Wucht und Normung
Lyrik
Wandel
Ocker

Die Heimat, das Paradies auf Erden und des Schöpfers Werk, es lebt nur in unseren Köpfen. In Wirklichkeit stirbt dieser Ort jeden Tag aufs Neue mit jeder Veränderung an die sich immer wieder ändernden Umstände.

Wir wollen den schmerzhaften Verlust auf niedriger Flamme köcheln, widmen unser Handeln dem Bewahren und Konservieren. Wir bauen Mauern, sichern Grenzen. Wir erlassen Gesetze, strafen Regelbrecher. Die Heimat ist tot, lang lebe die Heimat.

Wir lassen den Schmerz hinter uns, treten die Flucht nach vorn an. Wir stürzen uns täglich in ein neues Abenteuer. Wir reißen Mauern ein, überschreiten Grenzen. Wir werfen alles um, loben den Fortschritt. Die Heimat ist tot, lang lebe die Heimat.

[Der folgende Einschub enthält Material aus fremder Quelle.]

PR #1051, opened 2021-12-19
Disable fetch,pull,push on local only repo

### LINKED ISSUE #1047: status: disable pull cmd on local-only branches
based on conversations in #1045

uniqueNullptr2:
This Pull Request fixes/closes #1047

It changes the following:
dis able the following buttons and functions in repos without any remote branches
- push in status tab
- pull in status tab
- fetch in branches window of status tab

I followed the checklist:
- [ ] I added unittests
- [x] I ran `make check` without errors -> shows error event fn too long but is unrelated to my changes
- [x] I added an appropriate item to the changelog -> not sure where

### DIFF
--- a/src/components/branchlist.rs
+++ b/src/components/branchlist.rs
@@ -247,7 +247,7 @@ impl Component for BranchListComponent {
 				if !self.local {
 					self.has_remotes =
 						get_branches_info(&self.repo.borrow(), false)
-							.map(|branches| branches.len() > 0)
+							.map(|branches| !branches.is_empty())
 							.unwrap_or(false);
 				}
 				self.update_branches()?;
--- a/src/components/branchlist.rs
+++ b/src/components/branchlist.rs
@@ -42,6 +42,7 @@ pub struct BranchListComponent {
 	repo: RepoPathRef,
 	branches: Vec<BranchInfo>,
 	local: bool,
+	has_remotes: bool,
 	visible: bool,
 	selection: u16,
 	scroll: VerticalScroll,
@@ -200,7 +201,7 @@ impl Component for BranchListComponent {
 
 			out.push(CommandInfo::new(
 				strings::commands::fetch_remotes(&self.key_config),
-				true,
+				self.has_remotes,
 				!self.local,
 			));
 		}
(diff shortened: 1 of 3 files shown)


uniqueNullptr2:
After looking through the errors I notice 2 distinct errors happening.

most of the time clippy complains about the eventfunction being too long. Unlike I wrongly stated in the first message this seems to be related to me adding a few lines to that function which is already pretty convoluted.
As a fix  I could move the assignment of has_remote to the new function.

the other error I am not sure. it happens in asyncgits logwalker but reading the small snipped shown by clippy could it be related to adding new properties to status and branchlist? this error only seems to happen on nightly.

src/components/branchlist.rs
```diff
@@ -243,6 +244,12 @@ impl Component for BranchListComponent {
 					.map(Into::into);
 			} else if e == self.key_config.keys.tab_toggle {
 				self.local = !self.local;
+				if !self.local {
```
extrawurst, line 247: this needs to go into a `check_remotes` fn or something and it needs to be called also on `update` so that it will update for changes happening outside of gitui

src/tabs/status.rs
```diff
@@ -66,6 +67,7 @@ pub struct Status {
 	index_wd: ChangesComponent,
 	diff: DiffComponent,
 	git_diff: AsyncDiff,
+	local_only: bool,
```
extrawurst, line 70: lets not cache this here unless we identify this is an expensive operation

src/tabs/status.rs
```diff
@@ -583,6 +590,11 @@ impl Status {
 		self.git_branch_state
 			.as_ref()
 			.map_or(true, |state| state.ahead > 0)
+			&& !self.local_only
+	}
+
+	const fn can_pull(&self) -> bool {
+		!self.local_only
```
extrawurst, line 597: we can do the `get_branches_info` check in here. I think it was a rather quick function to run

extrawurst:
@uniqueNullptr2 please update your branch with master, then the nightly errors should be fixed.

>  ... appropriate item to the changelog -> not sure where

Check the changelog, tons of examples there, its a fix, you can do it :)

extrawurst:
@uniqueNullptr2 thanks for implementing this. I changed it to not close #1047 because this PR only fixes it for repos without any remote. it does not disable pull on local-only-branches when there is a remote defined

Starke Frauen im Ringen um die absolute Wahrheit. Starke Männer auf der Suche nach einem neuen Selbst. Auf der größten Bühne vertiefen die Letzten und die Ersten den Graben. Alle anderen kennen ihre Antwort schon: Geld regiert die Welt.

Von der Ferne drückt sich eine sonderbare Wolke über das Habitat. Sie ist farblos, obwohl eine jede die Farbe zu erkennen vermag. Diese Wolke begräbt das Leben, zurück bleibt Sternenstaub. Heimat und Hoffnung nur noch Worte, ihr Hort geraubt.

Doch welch ungeheure Wucht zerstörte die stabilste Ordnung? Oder kam ihr schleichendes Ende erst durch die Normung?